La paradoja está en que el dinero que envían no solamente resulta ser la tabla de salvación para su familia, sino para los países que les expulsaron. Las remesas son a estas alturas un pilar de la economía local y constituyen uno de los principales rubros de ingreso de divisas. De acuerdo con el Banco de Guatemala, en 2017, se recibieron 8 mil 192 millones de dólares (60 mil 130 millones de quetzales) en remesas familiares, lo que representa el 11% del Producto Interno Bruto (PIB) de nuestro país.

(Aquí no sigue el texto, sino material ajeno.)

PR #251, opened 2022-08-29
runner: Fix race condition

adombeck:
It was possible that the fuzzer command was not started yet when a
signal is handled, which can result in the command starting afterwards
and not being terminated.


fmeum:
Is it possible that the command never starts (e.g. the file system operations required get blocked by antivirus software) and we deadlock in the termination routine?

adombeck:
> Is it possible that the command never starts (e.g. the file system operations required get blocked by antivirus software) and we deadlock in the termination routine?

Yes, but I don't see a good way to handle that case

adombeck:
I amended the commit to unblock the termination routine in case that starting the runner fails. The case that starting the runner is blocked in some way is still not handled though.

fmeum:
Looks good enough for now, thanks! We could look into using a timeout if that should actually become a problem.

fmeum (approved):

PR #253, opened 2022-08-29
style: activate nonamedreturns linter

jochil:
... and fix/check all warnings


util/sliceutil/sliceutil.go
```diff
@@ -14,7 +14,7 @@ import (
 // return (false, false) if impossible.
 // return (true, false) if element was not found.
 // return (true, true) if element was found.
-func Contains(slice interface{}, element interface{}) (found bool) {
+func Contains(slice interface{}, element interface{}) (found bool) { //nolint:nonamedreturns
```
florianGla, line 17: I am not sure if it is necessary to name the return parameter for that function.

florianGla (approved):

pkg/parser/libfuzzer/libfuzzer_parser.go
```diff
@@ -497,8 +497,8 @@ func parseAsSlowInput(log string) *finding.Finding {
 	return nil
 }
 
-func parseAsSeedCorpusMessage(line string) (numSeeds uint, err error) {
-	numSeeds, err = parseAsNonEmptyCorpusMessage(line)
+func parseAsSeedCorpusMessage(line string) (uint, error) {
```
adombeck, line 500: Here, it's not clear from the function signature what the returned `uint` is without the variable name. Same for `parseAsNonEmptyCorpusMessage`.

jochil: Would you prefer changing the function name or adding named returns?

adombeck: I can't think of a better name so I'd add the named returns back

util/sliceutil/sliceutil.go
jochil: I was not sure about this... especially because of this `defer` function and the missing return
```
defer func() {
		if e := recover(); e != nil {
			found = false
		}
}()
```
@adombeck do you know what the exact behavior is in this case?

adombeck: This is some "clever" implementation from https://github.com/stretchr/testify. IMO it's not worth the time trying to understand if things will break here if we're not using named returns: Lets just keep the named return.

jochil: Ok, especially without tests I would also prefer to keep it like this.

Y si las cosas están mal, estarían peor si no fuera por las y los migrantes. Según la Organización de las Naciones Unidas para la Alimentación y la Agricultura, FAO por sus siglas en inglés, más de US$1 mil 700 millones en remesas se utilizan en Guatemala para la compra de alimentos, lo que evita que haya más personas con hambre. (La Hora, 20/10/18).
Aún así, estos gobiernos de chambones y corruptos, los criminalizan, los persiguen, los encierran y les echan gases lacrimógenos para hacerle el trabajo sucio a los gringos y a su xenófobo presidente.
Se olvidan estos personajes que migrar es un derecho y que el estatus migratorio de una persona no implica —de manera alguna— la violación a sus derechos. Al contrario, los estados están obligados a garantizar el respeto a la dignidad de las personas migrantes y a identificar las necesidades de protección; no al revés.
No se resuelve el problema atacando los efectos, sino eliminando las causas estructurales que lo originan. Eso y dejar de votar a políticos ineptos, corruptos y negligentes, que no hacen más que agravar la situación.